Accuracy on the Curve: On the Nonlinear Correlation of ML Performance Between Data Subpopulations

Understanding the performance of machine learning (ML) models across diverse data distributions is critically important for reliable applications. Despite recent empirical studies positing a near-perfect linear correlation between in-distribution (ID) and out-of-distribution (OOD) accuracies, we empirically demonstrate that this correlation is more nuanced under subpopulation shifts. Through rigorous experimentation and analysis across a variety of datasets, models, and training epochs, we demonstrate that OOD performance often has a nonlinear correlation with ID performance in subpopulation shifts. Our findings, which contrast previous studies that have posited a linear correlation in model performance during distribution shifts, reveal a "moon shape" correlation (parabolic uptrend curve) between the test performance on the majority subpopulation and the minority subpopulation. This non-trivial nonlinear correlation holds across model architectures, hyperparameters, training durations, and the imbalance between subpopulations. Furthermore, we found that the nonlinearity of this "moon shape" is causally influenced by the degree of spurious correlations in the training data. Our controlled experiments show that stronger spurious correlation in the training data creates more nonlinear performance correlation. We provide complementary experimental and theoretical analyses for this phenomenon, and discuss its implications for ML reliability and fairness. Our work highlights the importance of understanding the nonlinear effects of model improvement on performance in different subpopulations, and has the potential to inform the development of more equitable and responsible machine learning models.
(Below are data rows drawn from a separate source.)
PR #293, opened 2016-01-29
append option for file adapter

### LINKED ISSUE #286: add -append option to file adapter
at least for `jsonl` and `csv` this should be doable.

rlgomes:
fixes #286

This will enable the ability to append on `write file` for `jsonl` and
`csv` formats. We don't verify that the existing files are valid in any
way and the only "trick" here is that for CSV if the file exists we
assume it has an existing header with valid data and append to it.

documentation updated


rlgomes:
@juttle/developers 

@demmer you ask and you shall receive

rlgomes:
@demmer rebased so we could get this in before the upcoming repo changes ?

rlgomes:
@demmer updated with your request for reading back the first line to determine the csv headers and added 2 tests.

lib/adapters/file/write.js
```diff
@@ -29,25 +30,95 @@ class WriteFile extends AdapterWrite {
...
+        this.serializerOptions = {};
+        if (options.append && !_.contains(['jsonl', 'csv'], options.format)) {
+            throw new errors.compileError('RT-INVALID-OPTION-COMBINATION',{
+                option: 'append',
+                rule: 'format="csv" or format="jsonl"'
+            });
+        }
+    }
+
+    _readHeaders() {
```
demmer: Please add a comment explaining why this is here.

lib/adapters/file/write.js
```diff
@@ -29,25 +30,95 @@ class WriteFile extends AdapterWrite {
...
+        if (this.append && this.format === 'csv') {
+            return fs.accessAsync(this.filename)
+            .then(() => {
+                return new Promise((resolve, reject) => {
+                    // since the file exists lets make sure to let the csv
+                    // serializer to not send the headers
+                    this.serializerOptions.sendHeaders = false;
```
demmer: This all really seems like it better belongs inside the serializer instead of here... obviously this is a little tricky since the current serializer API takes a stream and not the filename, but this really feels like a lot of logic that should be abstracted away in some better manner.

rlgomes:
@demmer added a comment to the `_readHeaders` function but I don't think there's much other than moving that logic to read the headers out of the file adapter code as a helper function off of the csv parser that can be done to move that code to a better location.

rlgomes:
bump!

test/adapters/file/read.file.spec.js
```diff
@@ -0,0 +1,304 @@
+'use strict';
```
davidvgalbraith: I think `read.spec.js` would be a better name for this file since it's already in the `file` directory.

lib/adapters/file/write.js
davidvgalbraith: I agree, gonna want the same power in the S3 adapter without reimplementing all this.

rlgomes: I shall figure out what to do then but for this to work @davidvgalbraith you'd have to supply an `ReadableStream` and `WriteableStream` when appending so we can read the first line for CSV and then do the right thing within the serializer ?

rlgomes:
So I'm going to redo this PR by first getting the test split up don here: https://github.com/juttle/juttle/pull/345#partial-pull-merging and then putting together a PR to add the ability to append to the serializers that can do append (https://github.com/juttle/juttle/issues/346) and then a simple PR to use the append feature from the file adapter itself.

PR #294, opened 2016-01-29
accept date object as valid value

VladVega:
Accept Date Object as valid value.

@davidvgalbraith @demmer 

(postgres adapter contains date value when value is not under time field.)

### DIFF
--- a/lib/runtime/values.js
+++ b/lib/runtime/values.js
@@ -105,6 +105,9 @@ var values = {
                         case '[object Array]':
                             return 'Array';
 
+                        case '[object Date]':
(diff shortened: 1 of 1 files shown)


demmer:
It seems to me that any Date objects should be wrapped in JuttleMoments before sending them from an adapter, regardless of whether they're in the `time` field or elsewhere.

I think this change will make the runtime think it's a JuttleMoment when it's really a Date, but any time operations will fail since it'll expect the former.

VladVega:
Ok. SQL adapter will iterate through all point values and turn all dates into JuttleMoments.

PR #295, opened 2016-01-29
do not multiply any number by 1000

VladVega:
I know I missed the ball here on the conversation before but:

Why are we assuming that any number in the time field is in seconds? Wouldn't it be better to not make this assumption?

The contract would then be that any valid param passed into JS `Date` is ok. I think that makes more sense than multiplying any number by 1000 no?

@demmer @davidvgalbraith @go-oleg @dmajda


VladVega:
Closing this one => let's eventually accept only dates in the parse time function?

PR #296, opened 2016-01-29
Adding http server doc to the docs tree

dmehra:
Merging this so docs can be deployed with this new file.


dmehra:
Ignore the travis failure that was entirely unrelated to this one-liner docs change.

PR #297, opened 2016-02-01
Consolidate Juttle runtime: Independence on JuttleMoment and Filter

dmajda:
Make compiled Juttle programs independent on `JuttleMoment` and `Filter` variables.

Part of work on #97.


dmajda:
@bkutil

bkutil:
+1

PR #299, opened 2016-02-01
Remove test/runtime/humanized-moments.spec.js

dmajda:
Removed test file exercised moment/duration parsing which is now handled by `moment-parser` and tested there.


dmajda:
@demmer

demmer:
Although somewhat redundant as you point out, my instinct is that we should
keep these tests to ensure that any changes to the grammar in moment-parser
(which affect the juttle semantics) are reflected properly in juttle.



On Mon, Feb 1, 2016 at 4:35 AM, David Majda <notifications@github.com>
wrote:

> @demmer <https://github.com/demmer>
>
> —
> <https://github.com/juttle/juttle/pull/299#issuecomment-177954474>.
>



-- 
Michael Demmer
Jut - CTO / VP Engineering
demmer@jut.io

dmajda:
Thinking about this more, I think you are right. In principle, we should treat `moment-parser` as just another library which can be potentially replaced by some other implementation (however unlikely that is). From that POV, (re-)testing moment syntax & semantics here makes sense.

PR #300, opened 2016-02-01
Simplify lib/parser structure

dmajda:
Instead of wrapping `lib/parser/juttle-parser.js` into a nearly empty `lib/parser/index.js` module, let's put all the functionality into `lib/parser/index.js` directly.


dmajda:
@bkutil

bkutil:
+1

PR #301, opened 2016-02-01
ESLint move cleanups

dmajda:
After [moving to ESLint](https://github.com/juttle/juttle/pull/203) there still remained few places where JSHint and JSCS were referenced. Let’s eliminate them.


dmajda:
@rlgomes

rlgomes:
+1 thanks for catching these

dmajda:
@rlgomes Thank `grep` :-)

PR #302, opened 2016-02-01
Do not call JuttleMoment.duration with "new"

dmajda:
`JuttleMoment.duration` is not a constructor (just a factory function), so it should not be called using the `new` operator. This PR removes `new` from any such calls.


dmajda:
@bkutil

bkutil:
Looks good. +1

PR #306, opened 2016-02-01
test: fix checks for no errors / warnings

demmer:
When testing that a juttle program ran with no errors or warnings,
use `expect(result.errors).deep.equals([])` instead of checking for
a zero-length array since in the event of a failure, it will actually
print what the errors are instead of uselessly reporting that some
error happened but not indicating what error it was.


dmajda:
+1

(Didn’t check whether all instances were changed.)

PR #2264, opened 2026-08-20
fix(localization): standardize Korean UI copy

devy1540:
## 목적
issue: #2219 
Follow up on the maintainer feedback from #2237 by making Korean UI copy consistent across macOS and iOS.

## 내용(의도 포함)

- Use a consistent formal register for Korean instructions and confirmation prompts.
- Align common commands with macOS terminology and correct numeric particle handling.
- Add regression tests for the agreed register and platform terms.
- Leave behavior, source strings, and other localizations unchanged.

## 성공기준

- `scripts/localization.py verify` passes.
- Both edited catalogs compile with `xcstringstool`.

翻译：理解机器学习模型在不同数据分布上的性能对于可靠应用至关重要。尽管近期实证研究提出分布内与分布外准确率之间存在近乎完美的线性相关性，但我们通过实验证明，在子群体偏移下这种相关性更为微妙。通过对多种数据集、模型及训练轮次的严格实验与分析，我们发现子群体偏移中分布外性能与分布内性能往往呈现非线性相关性。这一发现与先前提出分布偏移下模型性能呈线性相关的研究形成对比，揭示了多数子群体与少数子群体测试性能之间的“月牙形”相关性（抛物线上升曲线）。该非线性相关性在模型架构、超参数、训练时长以及子群体不平衡程度下均成立。此外，我们发现这种“月牙形”的非线性程度受训练数据中虚假相关性强度的因果影响——控制实验表明，更强的虚假相关性会导致更显著的非线性性能关联。我们为这一现象提供了互补性的实验与理论分析，并探讨其对机器学习可靠性与公平性的启示。本工作凸显了理解模型改进对不同子群体性能非线性效应的重要性，有望为开发更公平、负责任的机器学习模型提供指导。